It is 80 years since the first nuclear weapon test – codenamed Trinity – detonated above the desert in New Mexico. Today the hidden legacy of nuclear bomb tests can still be found in our cells – and is proving surprisingly useful to scientists.
It’s in your teeth. Your eyes and your brain too. Scientists call it the “bomb spike” (or “bomb pulse”) – and for more than half a century its signature has been present inside the human body.
On 16 July 1945, scientists of the Manhattan Project detonated the first nuclear weapon, known as the Trinity test, in New Mexico. The 18.6kt explosion lit up the sky and sent a blast of searing heat across the desert as a fireball lofted high into the sky. In the days that followed, white flakes and dust rained down on areas downwind. A now de-classified report from the time warned that radioactive particles spread over an area of more than 2,700sq miles (6,993sq km). And this test was just the start of the atomic era.
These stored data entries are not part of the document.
PR #1196, opened 2026-05-08
S/MIME: Implementation

NeilRashbrook:
Based on the "asn1.js" library (not to be confused with any other asn1 js library). I took the library's core code files, turned them into ES6 modules, updated them to use `bigint` and `Uint8Array`, and made them somewhat type-safe (the original code used all sorts of tricks that TypeScript really doesn't like). I made at least one other change (to allow encoding of objects that share keys with their parent, which already decodes correctly) but the code doesn't currently use that feature. Password protection and hashing are done using WebCrypto but the actual RSAES encryption and decryption aren't supported by WebCrypto so I had to implement those manually. I tried to use WebCrypto RSAES for verification but I couldn't get it to work but I was able to reuse the encryption and decryption code. As such I didn't try using WebCrypto RSAES for signing. Functions:

- Import password-protected private key
- Import certificate(s) for private key
- Import public key
- Sign messages
- Encrypt messages
- Decrypt messages
- Verify signatures

Currently only supports PKCS#8 format private keys (which can optionally be password-protected), not raw RSA private keys (PKCS#1).


benbucksch:
> Based on the "asn1.js" library

Could you please add an appropriate credits and license file in lib/asn1/?

app/logic/Mail/Encryption/SMIME/SMIMEPrivateKey.ts
```diff
@@ -29,10 +32,71 @@ export class SMIMEPrivateKey extends SMIMEPublicKey implements PrivateKey {
...
+      let cryptoKey = await this.decryptCryptoKey("SHA-256");
+      privateKeyInfo = PrivateKeyInfo.decode(new Uint8Array(await crypto.subtle.exportKey("pkcs8", cryptoKey)));
+    }
+    if (privateKeyInfo.privateKeyAlgorithm.algorithm != "rsaEncryption") {
+      throw new Error("Unsupported private key algorithm");
+    }
+    return RSAPrivateKey.decode(privateKeyInfo.privateKey);
+  }
+
+  async decryptCryptoKey(hash: "SHA-256" | "SHA-384" | "SHA-512"): Promise<CryptoKey> {
```
benbucksch: Make this type an enum, please

app/logic/Mail/Encryption/SMIME/SMIMEPrivateKey.ts
```diff
@@ -29,10 +32,71 @@ export class SMIMEPrivateKey extends SMIMEPublicKey implements PrivateKey {
...
+    let pbes2 = PBES2Params.decode(encryptedKey.encryptionAlgorithm.parameters);
+    if (pbes2.keyDerivationFunc.algorithm != "pkcs5PBKDF2") {
+      throw new Error("Unsupported private key derivation function");
+    }
+    let length = sanitize.translate(pbes2.encryptionScheme.algorithm, { aes128cbc: 128, aes192cbc: 192, aes256cbc: 256 });
+    let pbkdf2 = PBKDF2Params.decode(pbes2.keyDerivationFunc.parameters);
+    if (pbkdf2.salt.type != "specified") {
+      throw new Error("Unsupported private key derivation salt");
+    }
+    let prfhash = sanitize.translate(pbkdf2.prf.algorithm, { hmacWithSHA1: "SHA-1", hmacWithSHA256: "SHA-256", hmacWithSHA384: "SHA-384", hmacWithSHA512: "SHA-512" });
```
benbucksch: use the enum values here

app/logic/Mail/Encryption/SMIME/SMIMEReadProcessor.ts
```diff
@@ -0,0 +1,127 @@
...
+  runOn = ProcessingStartOn.Parse;
+  async process(email: EMail, postal: PostalEmail) {
+    // There is a direct accessor to the content type in the PostalMIME object
+    // itself, but we don't have that here. And to get the headers in the
+    // EMail object requires an extra parse, which seems wasteful. So
+    // let's fish the header out of the PostalEmail object...
+    let contentTypeHeader = postal.headers.find(header => header.key == "content-type")?.value ?? "";
+    let contentType = contentTypeHeader.split(";")[0].trim().toLowerCase();
+    if (contentType == "application/pkcs7-mime") {
+      // Encrypted messages only have a body part but fsr this is an attachment.
```
benbucksch, line 23: fsr?

app/logic/Mail/Encryption/SMIME/SMIMEReadProcessor.ts
```diff
@@ -0,0 +1,127 @@
...
+          console.log("signature did not contain a message digest");
+          return;
+        }
+        if (indexedDB.cmp(OctetString.decode(digestAttribute.attrValue[0]), messageDigest)) {
+          console.log("signed digest did not match message");
+          return;
+        }
+        let signedAttrs = Attributes.encode(signerInfo.signedAttrs);
+        let attributesDigest = new Uint8Array(await crypto.subtle.digest(digestAlgorithm, signedAttrs));
+        /* This doesn't work fsr
```
benbucksch: fsr?

app/logic/Mail/Encryption/SMIME/SMIMESend.ts
```diff
@@ -14,8 +21,198 @@ export class SMIMESend {
...
+            contentType: "data",
+          },
+          certificates: [myCertificate],
+          signerInfos: [signerInfo],
+        },
+      };
+      for (let cert of privateKey.chain) {
+        signedData.content.certificates.push(Certificate.decodePEM(cert.certificate, { label: "CERTIFICATE" }));
+      }
+      /*
```
benbucksch: do we need this commented-out code?

app/logic/Mail/Encryption/PublicKey.ts
```diff
@@ -100,7 +100,7 @@ export class PublicKey extends Observable {
     json.name = this.name;
     json.id = this.id;
     json.fingerprint = this.fingerprint;
-    json.created = this.created.toISOString();
+    json.created = this.created?.toISOString();
```
benbucksch: This exists since God existed?

app/logic/Mail/Encryption/PublicKey.ts
```diff
@@ -117,8 +117,8 @@ export class PublicKey extends Observable {
     this.system = sanitize.enum<EncryptionSystem>(json.system, Object.values(EncryptionSystem));
     this.id = sanitize.alphanumdash(json.id);
     this.name = sanitize.label(json.name, this.id.substring(0, 4));
-    this.fingerprint = sanitize.alphanumdash(json.fingerprint);
-    this.created = sanitize.date(json.created);
+    this.fingerprint = sanitize.alphanumdash(json.fingerprint, "");
+    this.created = sanitize.date(json.created, null);
```
benbucksch: ditto

app/logic/Mail/Encryption/PublicKey.ts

In the 1950s, there were so many nuclear bomb explosions above ground that they transformed the chemical make-up of the atmosphere – altering the carbon composition of life on Earth ever since, along with oceans, sediments, stalactites and more. Unlike the direct radioactive fallout from the explosions, the bomb spike is not harmful. In fact, it’s proven surprisingly helpful for scientists in recent years. Some have even gone so far as to describe it as the “mushroom cloud’s silver lining”.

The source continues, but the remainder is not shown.